There’s no performing Christmas, producing Christmas, or perfecting Christmas.
There is resting in Christmas.
There is breathing easy in Christ.
He will prepare your heart for the coming of the Lord.
There’s a hope waiting right up ahead right now for you in the dark.
Hope’s always making a way — follow the Star.
Merry, Merry Christmas Eve...
#TheBrokenWay #TheGreatestGift
from the post: when you’re weary & just want to prepare your heart for Christmas — & a bit of Hope -->
[ print's free for you right here: ]

And things in my life are indeed broken. That unbroken-for-decades-tradition of having family together has gone. Symbolically, the Jesse tree ornaments my daughter and I made from salt dough are also broken. The damp has finally got to them and they have started to become soggy. I will try to dry them out, but perhaps I need to create new ones now. New shapes, new memories.
New traditions.

So on Christmas Eve, when much is done, I go out with my willow wreaths - for I have, by now, made many. I drop them at friends' doors while they are out last-minute shopping; sometimes I stay for a cup of tea and catch up with their news. I reconnect with those I hold dear, rather than grieve over those who are not near. I bless friends and neighbours.

I have heard of a Christmas Eve tradition of blessing strangers with gifts, going out for coffee and leaving a large tip, so I too try to do this. I pray, and look for someone who is perhaps in need of a gift of a little money. We cycle to our nearest cafe, but it is closing. This is Guernsey, after all, not the USA or an urban metropolis. Perhaps this is not a tradition I can make my own. But as we leave, my husband points out the cleaner: "What about this lady?"  She is just settling down in her cupboard with a sandwich by the time I have taken money and the Christmas 'card' from church out of my bag. She looks up wearily, then leaps up, hugging and kissing her thanks in broken English.
She will work until 8.30 tonight, this Christmas Eve, far from home. I am humbled. My little gift seems sadly lacking.

We cycle home a different way, through quiet lanes lit up with occasional Christmas lights. Trees glow through uncurtained windows. The night is calm, still, the air is mild. Perhaps this, too, can become a tradition: enjoying the creativity and entertainment of light decorations.

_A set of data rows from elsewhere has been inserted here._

PR #582, opened 2025-09-09
Remove Rplots.pdf from test directory

jdblischak:
Minor PR. It can be included in 1.1.6 (#580, #581) or wait until post CRAN release.

xref: https://github.com/Merck/gsDesign2/pull/571#pullrequestreview-3156907525, #572


LittleBeannie (approved):
Thanks, I will include it to v1.1.6

PR #591, opened 2025-10-29
Fix assignment of attribute `uninteger_is_from` by `to_integer()`

jdblischak:
This is a follow-up to my big refactor of the S3 classes in https://github.com/Merck/gsDesign2/pull/584. I missed the use of `class(x)` at the end of `to_integer()` to assign the attribute `uninteger_is_from`. This caused the wrong value of `uninteger_is_from` to be assigned because the method is no longer embedded in the class hierarchy.

https://github.com/Merck/gsDesign2/blob/5103d9c21bba96a45d43be6545a4e65db30747b2/R/to_integer.R#L579-L592

While writing a test for this, I discovered that `to_integer()` is unable to process the object returned by `gs_power_rd()` because it doesn't have the element `input` with the values of its input arguments. I went ahead and fixed that too.

### DIFF
--- a/R/gs_power_rd.R
+++ b/R/gs_power_rd.R
@@ -343,9 +343,18 @@ gs_power_rd <- function(
       select(analysis, n, rd, rd0, theta1, theta0, info, info0, info_frac, info_frac0)
   )
 
+  # Get input parameters to output ----
+  input <- list(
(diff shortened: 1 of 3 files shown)


LittleBeannie (approved):
Thank you, @jdblischak! I got it merged.

PR #622, opened 2026-04-29
Remove "Time" from the updated design summary

### LINKED ISSUE #616: Remove "Time" from the updated design gt-summary table
When we present the updated design (`gs_update_ahr` object) summary, we will skip the reporting of "Time".

Image

LittleBeannie:
To solve issue #616

### DIFF
--- a/R/gs_update_ahr.R
+++ b/R/gs_update_ahr.R
@@ -394,7 +394,6 @@ gs_update_ahr <- function(
 
   ans$analysis <- data.frame(
     analysis = 1:n_analysis,
-    time = x$analysis$time,
     n = x$analysis$n,
     event = if (is.null(event_tbl)) {
       x$analysis$event
--- a/R/gs_bound_summary.R
+++ b/R/gs_bound_summary.R
@@ -82,16 +82,19 @@ gs_bound_summary_single <- function(x, col_efficacy_name = "Efficacy", digits,
     info <- paste0(info, "%")
     n <- round(analysis$n[i])
     events <- round(analysis$event[i])
-    time_value <- round(analysis$time[i], tdigits)
-    # If the value is an integer, force it to have the correct number of decimal places
-    time_value <- format(time_value, nsmall = tdigits)
+    time_value <- analysis$time[i]
+    if (!is.null(time_value)) {
+      time_value <- round(time_value, tdigits)
+      # If the value is an integer, force it to have the correct number of decimal places
+      time_value <- format(time_value, nsmall = tdigits)
+    }
 
     col_analysis <- c(
       col_analysis,
       if (i == final) "Final" else paste(label, info),
       paste("N:", n),
       paste("Events:", events),
-      paste0(timename, ": ", time_value),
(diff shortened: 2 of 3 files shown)


LittleBeannie:
Hi @jdblischak, we encountered an error in `gs_bound_summary`. Could you please help with that?

R/gs_update_ahr.R
```diff
@@ -394,7 +394,6 @@ gs_update_ahr <- function(
 
   ans$analysis <- data.frame(
     analysis = 1:n_analysis,
-    time = x$analysis$time,
```
jdblischak, line 397: This is a breaking change to remove `time` from the object output. If you want to remove it from the summary table, why not just update `summary.gs_design()` to remove that column?

jdblischak (commented):
The error `non-numeric argument to mathematical function` occurs for the line `time_value <- round(analysis$time[i], tdigits)` in `gs_bound_summary_single()` after running `gs_update_ahr()` with a new alpha value:
    https://github.com/Merck/gsDesign2/blob/24492c62527c74f8c2bb4141ce4663134185918b/R/gs_bound_summary.R#L85

This is because `time` was removed the data frame `analysis` returned by `gs_update_ahr()`.

Do you also want to remove the Time from the table produced by `gs_bound_summary()`? If not, the tests can be fixed by adding back `time` to the output from `gs_update_ahr()`.

R/gs_update_ahr.R
LittleBeannie: We are not typically advised to report the "Time" variable in the updated design output from `gs_update_ahr`. Therefore, I have removed it directly from the raw output at the source.

The motivation for this change comes from observing that statisticians often work directly with the raw output, bypassing the `summary()` function. Removing "Time" at the source ensures that the output is cleaner and more aligned with practical use cases, preventing potential misuse or confusion.

LittleBeannie:
> The error `non-numeric argument to mathematical function` occurs for the line `time_value <- round(analysis$time[i], tdigits)` in `gs_bound_summary_single()` after running `gs_update_ahr()` with a new alpha value:
> 
> https://github.com/Merck/gsDesign2/blob/24492c62527c74f8c2bb4141ce4663134185918b/R/gs_bound_summary.R#L85
> 
> This is because `time` was removed the data frame `analysis` returned by `gs_update_ahr()`.
> 
> Do you also want to remove the Time from the table produced by `gs_bound_summary()`? If not, the tests can be fixed by adding back `time` to the output from `gs_update_ahr()`.

"Time" is not reported for returns from `gs_update_ahr()`.
"Time" is reported for returns from `gs_design_xxx()`, `gs_power_xxx()`, and `fixed_design_xxx()`.

R/gs_update_ahr.R
jdblischak: Fixed in 1ff3537856477d3c3d99d23370edc74aaa628a27

jdblischak (approved):
I updated `gs_bound_summary()` in 1ff3537856477d3c3d99d23370edc74aaa628a27

PR #623, opened 2026-05-05
perf: optimize gs_design_ahr (~3-4x speedup)

yihui:
## Summary

- Optimize `gs_design_ahr()` and its dependency chain for 3-4x speedup across all input variants
- Replace expensive `object.size()` calls in cache pruning with O(1) `numhash()` check
- Replace dplyr operations (tibble, mutate, full_join, select, arrange, filter) with base R equivalents in hot-path functions (`gs_power_npe`, `gs_design_npe`, `gs_design_ahr`, `expected_time`, `gs_info_ahr`)
- Rewrite `expected_event()` internals using pure vector arithmetic instead of data.frame/merge/order operations (8x speedup for this function alone)

## Benchmark results (20 calls each, after warm-up)

| Scenario | Before | After | Speedup |
|----------|--------|-------|---------|
| Default (single analysis) | 0.985s | 0.327s | **3.0x** |
| Multiple analysis_time (3 analyses) | 2.707s | 0.997s | **2.7x** |
| Info_frac driven | 2.847s | 1.157s | **2.5x** |
| Info_frac + analysis_time | 3.790s | 1.318s | **2.9x** |
| 2-sided symmetric (O'Brien-Fleming) | 3.059s | 0.910s | **3.4x** |
| gs_b lower (no futility bound) | 3.399s | 0.773s | **4.4x** |

## Key changes by commit

1. **prune_hash**: Replace `object.size()` (walks entire hash, ~2ms/call) with `numhash()` (O(1)) for the frequent check; clear when entry count > 100
2. **gs_power_npe output**: Replace `tibble()` + `mutate()` + `arrange()` with `data.frame()` + base R sort (called 9+ times per design via gs_design_npe's root-finding)
3. **gs_design_npe output**: Replace `full_join` + `select` + `rename` + `arrange` with `merge()` + column subsetting
4. **gs_design_ahr output**: Replace dplyr chain (mutate, full_join, select, arrange, filter) with base R equivalents
5. **Hot-path functions**: Remove `dplyr::select()`, `dplyr::mutate()`, `dplyr::transmute()` from `expected_time`, `gs_info_ahr`, and the info_frac loop in `gs_design_ahr`
6. **expected_event**: Rewrite internals using vectors instead of data.frame/merge/order (8x speedup: 3.6ms to 0.43ms per call)
7. **Backward compatibility**: Exported functions (`gs_power_npe`, `gs_design_npe`) still return tibbles via `as_tibble()` at the return boundary

## Test plan

[...]

PR #624, opened 2026-05-05
Optimize return object preparation from gs_power_npe()

jdblischak:
As discussed in group meeting, this PR optimizes the preparation of the return object by `gs_power_npe()`.

Sorry @yihui. I had prepared this yesterday afternoon, but didn't have time to submit the PR. Could we review/merge this targeted PR first, and then rebase your more comprehensive PR on top?

xref: #623

### DIFF
--- a/R/gs_power_npe.R
+++ b/R/gs_power_npe.R
@@ -384,7 +384,7 @@ gs_power_npe <- function(theta = .1, theta0 = 0, theta1 = theta, # 3 theta
     }
   }
 
-  ans <- tibble(
+  ans <- data.frame(
     analysis = rep(1:n_analysis, 2),
     bound = c(rep("upper", n_analysis), rep("lower", n_analysis)),
     z = c(b, a),
@@ -392,14 +392,10 @@ gs_power_npe <- function(theta = .1, theta0 = 0, theta1 = theta, # 3 theta
     theta = rep(theta, 2),
     theta1 = rep(theta1, 2),
     info_frac = rep(info / max(info), 2),
-    info = rep(info, 2)
-  ) |>
-    mutate(
-      info0 = rep(info0, 2),
-      info1 = rep(info1, 2)
-    ) |>
-    # filter(abs(Z) < Inf) |>
-    arrange(desc(bound), analysis)
+    info = rep(info, 2),
+    info0 = rep(info0, 2),
+    info1 = rep(info1, 2)
+  )
 
   return(ans)
 }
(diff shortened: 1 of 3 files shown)


jdblischak:
Explanation of changes:

* `tibble()` -> `data.frame()` - no advantage to using tibble here, and we know from experience it is noticeably slower
* `mutate()` - unnecessary because `info0` and `info1` can be defined in the `data.frame()` call above
* `filter()` - removed this dead code. It was already commented out 4 years ago when the function was originally added in https://github.com/Merck/gsDesign2/commit/18337df4810adaf024bc74500878a180f4e09810 (#26)
* `arrange()` - removed. This sorting is unnecessary. By construction of the columns `analysis` and `bound`, the order will always be `upper` followed by `lower`, and the analyses in ascending order `(1:n_analysis)`

I updated the tests by running `as.data.frame()` on the output of the legacy implementation `gs_power_npe_()`. I felt this was the most transparent option. Another option would have been to ignore the attributes on the objects, but I felt this was more opaque (and more verbose), eg:

```R
  local_edition(3)
  expect_equal(x1_c, x2, ignore_attr = TRUE)
```

And lastly, we could continue to return a tibble via `as_tibble()` as Yihui did in #623. Just let me know if you prefer one of these alternative solutions.

jdblischak:
To benchmark the improvement, I put my changes in a separate `gs_power_npe2()` so that I could directly compare to the original. It reduced the median runtime from ~7 ms to ~4 ms. The most noticeable difference is in the worst case maximum time. This was reduced from ~41 ms to ~12 ms.

```R
microbenchmark::microbenchmark(
  before = gs_power_npe(
    theta = c(.1, .2, .3),
    info = (1:3) * 40,
    upper = gs_b,
    upar = c(Inf, 3, 2),
    lower = gs_b,
    lpar = c(qnorm(.1), -Inf, -Inf)
  ),
  after = gs_power_npe2(
    theta = c(.1, .2, .3),
    info = (1:3) * 40,
    upper = gs_b,
    upar = c(Inf, 3, 2),
    lower = gs_b,
    lpar = c(qnorm(.1), -Inf, -Inf)
  ),
  check = "equivalent"
)
## Unit: milliseconds
##    expr    min      lq     mean  median     uq     max neval cld
##  before 6.5527 6.81630 7.635802 7.14665 7.4633 41.6138   100  a 
##   after 4.0639 4.16815 4.518994 4.27110 4.5039 12.0563   100   b
```

yihui (approved):
No worries. I'm all for using data.frame() here! Thanks!

I simply asked Claude to optimize gs_design_ahr() without specific instructions yesterday, and it naturally chose base R. I hope it didn't do so just to accommodate my personal taste.

jdblischak:
> it naturally chose base R. I hope it didn't do so just to accommodate my personal taste.

No, I doubt it. Base R is clearly the right choice in this context. The data is too small to justify using something like {data.table}. For a simple gathering of results into a table, `data.frame()` is the way to go.

jdblischak:
@LittleBeannie After you approve, please squash and merge this PR. I don't think it justifies a NEWS bullet, but please let me know if you feel otherwise.

LittleBeannie (approved):
Thanks for the fix!

PR #625, opened 2026-05-06
Convert tests from testthat to testit

yihui:
## Summary

- Replace all testthat tests with testit equivalents (60 R test files + 2 markdown snapshot files)
- Snapshot tests (`as_gt`, `as_rtf`) converted to testit's markdown-based `.md` format with output embedded inline
- DESCRIPTION updated: `testthat (>= 3.0.0)` replaced with `testit`
- Key conversions: `test_that()` → `assert()`, `expect_equal()` → `all.equal()`, `expect_identical()` → `%==%`, `expect_error()` → `has_error()`, `expect_true()` → `(expr)`

## Motivation

```r
> # testthat dependencies
> setdiff(unlist(tools::package_dependencies('testthat', recursive = TRUE)), xfun::base_pkgs())
 [1] "brio"      "callr"     "cli"       "desc"      "evaluate"  "jsonlite"  "lifecycle"
 [8] "magrittr"  "pkgload"   "praise"    "processx"  "ps"        "R6"        "rlang"    
[15] "waldo"     "withr"     "fs"        "glue"      "pkgbuild"  "rprojroot" "diffobj"  
[22] "crayon"   

> # testit dependencies (none)
> setdiff(unlist(tools::package_dependencies('testit', recursive = TRUE)), xfun::base_pkgs())
character(0)
```

More info: https://yihui.org/en/2026/05/testthat-to-testit/


yihui:
@jdblischak @LittleBeannie This PR is ready for review.

tests/testit/helper.R
```diff
@@ -1,3 +1,15 @@
+gt_to_latex <- function(data) cat(as.character(gt::as_latex(data)))
+
+all_equal <- function(target, current, tolerance = 1e-5, ...) {
```
LittleBeannie: I noticed that this function is not exported from the testit package.

I was wondering about the design decision behind this. Could you please share the motivation for keeping it outside of `testit`?

tests/testit/test-developer-ahr.R
```diff
@@ -29,14 +29,13 @@ test_that("unstratified population, compared with old version", {
     dplyr::rename(time = Time, ahr = AHR, event = Events)
 
   # verify columns without n (sample size)
-  expect_equal(as.data.frame(y1), as.data.frame(x2))
+  (all_equal(as.data.frame(y1), as.data.frame(x2)))
```
LittleBeannie: Is there a redudant pair of parentheses?

yihui: No, that's testit's syntax for tests. You may read the PR description above.

tests/testit/helper.R
yihui: Please see advantages 1, 2, and 3 above in Part 2 of the PR description above. testit doesn't provide helper functions like all_equal() here. There is only one simple rule: you write tests in `()` that it should return TRUE to pass. Your tests can be any R code and testit is not opinionated about which functions, operators, or packages you use to write the test code (e.g., you can use `==`, `>`, `is.list()`, `all.equal()`, ...).

The reason we need `all_equal()` here is testthat's `expect_equal()` is too complicated and I had to provide a helper function like this to maintain compatibility with testthat's behavior. Since you asked, I think it will be a better idea to use all.equal(), or even better, just use `abs(target - current) <= tolerance`, which I think will be much clearer than both `testthat::expect_equal()` and `all.equal()`, but when I was trying this yesterday, I found we are not always comparing the absolute difference to tolerance in our tests, but sometimes absolute difference and sometimes relative difference, which brought this helper function `all_equal()`. I'll take a closer look today to see which equality tests rely on absolute differences and which rely on relative differences.

.github/workflows/R-CMD-check.yaml
```diff
@@ -39,11 +39,8 @@ jobs:
           http-user-agent: ${{ matrix.config.http-user-agent }}
           use-public-rspm: true
 
-      - uses: r-lib/actions/setup-r-dependencies@v2
+      - uses: yihui/actions/setup-r-dependencies@HEAD
```
jdblischak: I appreciate the desire for convenience, but pointing directly to `HEAD` makes me uneasy. I'd prefer using Git tags. And given the increasing prevalence of supply chain attacks via GitHub Actions, using [immutable releases](https://docs.github.com/en/code-security/concepts/supply-chain-security/immutable-releases) would be even safer.

tests/test-all.R
```diff
@@ -0,0 +1,2 @@
+library(testit)
+test_pkg("gsDesign2")
```
jdblischak, line 2: In order to use this new testing infrastructure in RStudio via `Ctrl/Cmd + Shift + T`, we'd need to remove the field `PackageUseDevtools: Yes` from `gsDesign2.Rproj`

jdblischak (commented):
I confirmed that the test coverage reported locally by `covr::package_coverage()` before and after is identical (93.12%) 🎉 

A few ergonomic questions:

* Why does {testit} need to be loaded in order to run `test_pkg()`? I couldn't find this in the docs

```R
packageVersion("testit")
## [1] ‘0.18.5’
testit::test_pkg()
## Error from sys.source2(r, envir = env, top.env = ns)
## Error in assert("unstratified population, compared with old version",  :
##   could not find function "assert"
```

* Is it possible to suppress the many error messages printed to the R console? I assume these are from tests that use `has_error()`

```R
library("testit")
test_pkg()
# Lots of error messages printed to the console, eg
## Error: missing value where TRUE/FALSE needed
## Error: missing value where TRUE/FALSE needed
## Error: `times` (c(1, 2, 1)) must be positive and strictly increasing!
## Error: `survival` (c("0.5", "NA")) must be positive!
## Error: `survival` must be of same length as `times`
## Error: `survival` (c(0.5, -0.1)) must be positive!
## Error: `survival` must be non-increasing
## Error: `survival` must be non-increasing

# But they all passed
.Last.value
## NULL
```

* I observed that {testit} stops on the first error. Is there any plan to enable {testit} to collect test errors to spot patterns, or is this out of scope?

* For quick feedback, I often use the argument `filter` of `devtools::test()`, eg `devtools::test(filter = "npe")`. Is it possible to do something similar with {testit}?

.github/workflows/R-CMD-check.yaml
yihui: Of course you are right. I'll tag them and pin to specific tags.

yihui:
@jdblischak All ergonomic issues have been addressed in testit. May thanks to all your great suggestion! I think they improved the usability of this package by 10 times.

jdblischak (commented):
Given the recent updates to {testit} (thanks @yihui!), I am supportive of this migration of the testing framework.

I observed a slight reduction in the code coverage locally via `covr::package_coverage()` (93.12% to 92.91%), but according to Codev the coverage is unchanged at [92.90%](https://app.codecov.io/github/Merck/gsDesign2/commit/cedcbef667c1ca53265b2083b7a34235e3081bcb).

I would like to delay merging until 1) we switch to tagged versions of `yihui/actions`, and 2) the updated version of {testit} is uploaded to CRAN.

yihui:
@jdblischak Actions have been tagged. The CRAN release of testit can be made at any time if you don't have further suggestions or requests.

yihui (commented):
This PR is ready for review. I'll release testit v1.0 to CRAN later today and switch to that version accordingly once it lands on CRAN.

To help reviewers understand the changes better, I need to clarify one extra thing I did in this PR, which I should have saved for another PR but I was not sure if it'd be worth torturing you one more time :) The extra thing was that I tightened the equality tests (i.e. `expect_equal()`) as much as possible for greater rigor. The logic is the following:

1. Switch to `identical()` (or equivalently, `%==%` from testit) whenever possible. If the two objects are strictly identical to each other, we use `%==%` instead of testing for approximate equality.
2. When we test things like `nrow()` or `ncol()` that are integers, we also try identical testing by changing the target to an integer, e.g., ``expect_equal(nrow(z1$`_footnotes`), 1)`` is changed to ``(nrow(z1$`_footnotes`) %==% 1L)`` (note the change from double `1` to integer `1L`); this is because `1` is not identical to `1L` although they are "equal".
3. Then for the rest of equality tests, try `all.equal()` with default tolerance (i.e. `sqrt(.Machine$double.eps)`). If that works, we just use the default `all.equal()`.
4. If the default tolerance is too tight, we raise it to the nearly smallest tolerance possible to make the test pass, e.g., if the actual difference is 0.00085, we use 0.001. In our original tests, tolerances (if explicitly provided) are often too high, e.g., when 0.003 works but we used 0.01.
5. When comparing probabilities, we usually use the argument `scale = 1` for testing the _absolute difference_ between two probabilities. This gives us a crystal clear idea about how much the two probabilities differ.

BTW, if test coverage is a concern, I think we can easily address it in the next PR.

I'll also add a skill to give AI models instructions on how to write tests with testit in future.

.claude/skills/write-tests.md
```diff
@@ -0,0 +1,196 @@
...
+  ...
+})
+```
+
+## Running Tests
+
+```bash
+cd tests
+Rscript test-all.R
+```
```
jdblischak, line 181: Is there any reason to prefer changing to the directory `tests/` versus running the tests from the project directory?

```sh
Rscript tests/test-all.R
```

.claude/skills/write-tests.md
```diff
@@ -0,0 +1,196 @@
...
+
+Run a subset of tests by passing a regex filter:
+
+```bash
+cd tests
+Rscript -e "testit::test_pkg('gsDesign2', filter = 'independent-ahr')"
```
jdblischak:
```suggestion
Rscript -e "library(testit); test_pkg('gsDesign2', filter = 'independent-ahr')"
```

It will fail with `Error: could not find function "assert"` if you do not load {testit} first.

.github/workflows/R-CMD-check.yaml
```diff
@@ -39,11 +39,8 @@ jobs:
           http-user-agent: ${{ matrix.config.http-user-agent }}
           use-public-rspm: true
 
-      - uses: r-lib/actions/setup-r-dependencies@v2
+      - uses: yihui/actions/setup-r-dependencies@v1.1.0
         with:
-          extra-packages: any::rcmdcheck
-          needs: check
+          r-universe: yihui cran
```
jdblischak: After the next CRAN release, can we remove the reliance on r-universe builds? If this serves an additional purpose (eg to obtain Linux binaries), then at the very least we should limit it to the `cran` r-universe.

DESCRIPTION
```diff
@@ -62,7 +62,7 @@ Suggests:
     knitr,
     rmarkdown,
     simtrial,
-    testthat (>= 3.0.0)
+    testit
```
jdblischak: Should we add a minimum required version? Given that we use snapshot testing, my guess is that we need at least version [0.16](https://github.com/yihui/testit/blob/master/NEWS.md#changes-in-testit-version-016)

jdblischak (commented):
The improvements to the tolerances are very welcome! These have long been a source of frustration for me.

Let's merge once the latest {testit} is available from CRAN.

.claude/skills/write-tests.md
yihui: No, no reason at all. `test_pkg()` works fine no matter if you are at the package root or under the tests/ directory. I just changed it to `Rscript tests/*.R`.

.claude/skills/write-tests.md
yihui: Oh right. I just added some command-line support in testit: https://github.com/yihui/testit/commit/03f9861fe040f99996abb667cbb98cbc197b4432 Now we can simple call `Rscript tests/*.R` with the `--filter` argument. I think that will make things simpler.

.github/workflows/R-CMD-check.yaml
yihui: Of course. The `r-universe` config will be removed here. The `cran` r-universe is used by default (for installing Linux binaries if available).

DESCRIPTION
yihui: Yes.

yihui: [testit 1.0](https://github.com/yihui/testit/releases/tag/v1.0) is on CRAN, and I've updated DESCRIPTION and GHA workflows accordingly.

jdblischak (approved):
🚀

jdblischak:
Just noticed this [NOTE](https://github.com/Merck/gsDesign2/actions/runs/25804483061/job/75803252363?pr=625#step:6:98). Could you please add `.claude` to `.Rbuildignore`?

```
* checking for hidden files and directories ... NOTE
Found the following hidden files and directories:
  .claude
These were most likely included in error. See section ‘Package
structure’ in the ‘Writing R Extensions’ manual.
```

yihui:
Sure. Done.

jdblischak:
Reminder to please squash and merge this PR

yihui:
I'm not sure who are admins of this repo, but they can go to https://github.com/Merck/gsDesign2/settings and disable "merge commits" and "rebase merging", which is what I do for all my repositories since I rarely need the full commit history of a PR and I always squash and merge:

image

PR #639, opened 2026-06-09
Unify test names for consistency

jdblischak:
I recently noticed that a minority of the test files follow the inconsistent filename pattern `test-independent_`, while the majority use either `test-independent-` or `test-developer-`. For consistency, I updated these files to instead use a dash. We only use an underscore when reflecting the name of the R function being tested.

The only judgement call was for `test-independent_wlr_weight.R` because `test-independent-wlr_weight.R` already existed, and both of these files have existed in parallel for as long as I could track (4 years ago in https://github.com/Merck/gsDesign2/commit/55804c5ce7f15863dc6992961b59e1d654bf0251). I decided to combine them, but I'm of course open to alternative solutions.

```sh
ls tests/testit/test-independent_* -1 | wc -l
## 9
ls tests/testit/test-independent-* -1 | wc -l
## 28
ls tests/testit/test-developer-* -1 | wc -l
## 28
ls tests/testit/test-developer_* -1 | wc -l
## 0

ls tests/testit/test-independent*wlr_weight.R -1
## tests/testit/test-independent_wlr_weight.R
## tests/testit/test-independent-wlr_weight.R
```


yihui (approved):
Sounds good to me!

PR #641, opened 2026-06-22
perf: rewrite expected_event internals using vectors

yihui:
## Summary

- Rewrite `expected_event()` internals using pure vector arithmetic instead of data.frame/merge/order operations
- Replace `stats::stepfun()` with `stepfun2()` (already on main) for rate lookups
- 8x speedup for this function (3.6ms → 0.43ms per call), ~2.5x for `pw_info`

Split from #623 to keep the `expected_event.R` optimization reviewable independently.

## Key changes

- Compute union of enrollment/failure breakpoints directly as vectors
- All intermediate arithmetic on plain numeric vectors (no data.frame allocation)
- Only construct data.frame for final output when `simple = FALSE`

## Test plan

- [x] `test-developer-expected_event.R` passes
- [x] `test-independent-expected_event.R` passes
- [x] Numerical output identical to baseline

### DIFF
--- a/R/expected_event.R
+++ b/R/expected_event.R
@@ -141,99 +141,86 @@ expected_event <- function(
   # Report error where there is >=2 strata
   if(length(unique(fail_rate$stratum)) >= 2 || length(unique(enroll_rate$stratum)) >= 2) {stop("Please calculate the expected event by stratum, see examples. ")}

So now, I return to the potatoes. The turkey waits in the fridge - I'll get it out tomorrow. We'll Skype with our daughter over our early morning coffee, have a leisurely breakfast, go surfing. Skype with our son - and share the surfing news, for this was a tradition he established. Then our friends will come, and we will rejoice again, and celebrate, and love.

For this, this Love, is what Christmas is all about.